■ **INSTRUCTIONS FOR THE TASK**: Please return every line from the entries that has the string "which" in it.

■ **GIVEN RECORDS**:
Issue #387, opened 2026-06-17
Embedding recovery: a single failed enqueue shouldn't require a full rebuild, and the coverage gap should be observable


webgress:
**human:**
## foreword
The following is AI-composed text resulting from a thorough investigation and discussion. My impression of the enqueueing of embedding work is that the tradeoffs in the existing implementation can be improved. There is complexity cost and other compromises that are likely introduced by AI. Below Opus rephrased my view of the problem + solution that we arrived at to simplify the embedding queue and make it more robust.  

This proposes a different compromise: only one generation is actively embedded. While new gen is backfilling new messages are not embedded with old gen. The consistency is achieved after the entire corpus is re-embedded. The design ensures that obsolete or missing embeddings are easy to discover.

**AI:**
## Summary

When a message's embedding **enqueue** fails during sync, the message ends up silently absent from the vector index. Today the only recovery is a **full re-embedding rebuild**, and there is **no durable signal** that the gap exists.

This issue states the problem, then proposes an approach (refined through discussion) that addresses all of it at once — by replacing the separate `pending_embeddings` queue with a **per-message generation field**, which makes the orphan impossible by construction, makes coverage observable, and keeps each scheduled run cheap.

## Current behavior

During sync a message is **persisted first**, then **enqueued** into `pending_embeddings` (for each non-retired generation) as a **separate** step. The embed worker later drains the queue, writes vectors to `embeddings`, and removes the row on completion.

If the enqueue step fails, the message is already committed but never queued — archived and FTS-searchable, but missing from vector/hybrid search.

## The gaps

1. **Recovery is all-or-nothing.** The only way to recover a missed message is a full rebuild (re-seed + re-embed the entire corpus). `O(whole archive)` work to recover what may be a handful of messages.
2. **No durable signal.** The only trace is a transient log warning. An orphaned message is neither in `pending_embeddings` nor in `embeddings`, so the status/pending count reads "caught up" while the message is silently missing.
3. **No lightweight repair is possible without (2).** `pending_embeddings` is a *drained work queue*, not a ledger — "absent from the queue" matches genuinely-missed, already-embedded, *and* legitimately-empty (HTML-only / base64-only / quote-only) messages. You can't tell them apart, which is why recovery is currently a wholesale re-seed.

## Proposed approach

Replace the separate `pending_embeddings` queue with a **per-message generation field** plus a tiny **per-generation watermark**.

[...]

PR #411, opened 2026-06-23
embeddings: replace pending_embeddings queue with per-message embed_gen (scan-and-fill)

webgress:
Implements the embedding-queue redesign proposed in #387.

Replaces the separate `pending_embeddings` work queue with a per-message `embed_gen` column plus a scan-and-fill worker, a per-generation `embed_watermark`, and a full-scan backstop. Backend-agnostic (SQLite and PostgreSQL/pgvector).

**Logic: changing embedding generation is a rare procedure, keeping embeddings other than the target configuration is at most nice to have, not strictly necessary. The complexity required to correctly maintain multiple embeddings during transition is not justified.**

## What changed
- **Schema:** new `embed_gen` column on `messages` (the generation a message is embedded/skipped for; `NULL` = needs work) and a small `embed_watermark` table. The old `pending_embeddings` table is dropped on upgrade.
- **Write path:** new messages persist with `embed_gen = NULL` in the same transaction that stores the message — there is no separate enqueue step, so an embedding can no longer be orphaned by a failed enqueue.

■ **ANSWER TO THIS EXERCISE**:
This issue states the problem, then proposes an approach (refined through discussion) that addresses all of it at once — by replacing the separate `pending_embeddings` queue with a **per-message generation field**, which makes the orphan impossible by construction, makes coverage observable, and keeps each scheduled run cheap.
3. **No lightweight repair is possible without (2).** `pending_embeddings` is a *drained work queue*, not a ledger — "absent from the queue" matches genuinely-missed, already-embedded, *and* legitimately-empty (HTML-only / base64-only / quote-only) messages. You can't tell them apart, which is why recovery is currently a wholesale re-seed.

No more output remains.